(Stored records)
══════════════════════════════

PR #2567, opened 2024-11-04
Make the zone DB shutdown/load cycle re-doable

revans2:
I swear I ran all of the unit tests in spark rapids before merging the last [GpuTimeZoneDB changes](https://github.com/NVIDIA/spark-rapids-jni/pull/2561). But when I ran them again after merging it I hit one case where a unit test shut down the database and another tried to initialize it again. So I ma just going to make it so that the code does not care how many times it is shut down are started up again. The goal is to just make it work.


revans2:
build

jlowe (approved):

gerashegalov (approved):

══════════════════════════════

▶ [Exercise requirements] The full set of records above must be reproduced exactly in the reply.

▶ [Exercise result]
PR #2567, opened 2024-11-04
Make the zone DB shutdown/load cycle re-doable

revans2:
I swear I ran all of the unit tests in spark rapids before merging the last [GpuTimeZoneDB changes](https://github.com/NVIDIA/spark-rapids-jni/pull/2561). But when I ran them again after merging it I hit one case where a unit test shut down the database and another tried to initialize it again. So I ma just going to make it so that the code does not care how many times it is shut down are started up again. The goal is to just make it work.


revans2:
build

jlowe (approved):

gerashegalov (approved):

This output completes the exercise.